The records below are to be duplicated character for character.

• [RAW DATA]:
Content starts
PR #986, opened 2021-04-28
Allow setting the block version from the config file

stevenroose:
Instead of only allowing this for regtest chains, we allow it for all chains.


gwillen:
Content ends
• [SOLUTION TO THIS PROBLEM]:
PR #986, opened 2021-04-28
Allow setting the block version from the config file

stevenroose:
Instead of only allowing this for regtest chains, we allow it for all chains.


gwillen:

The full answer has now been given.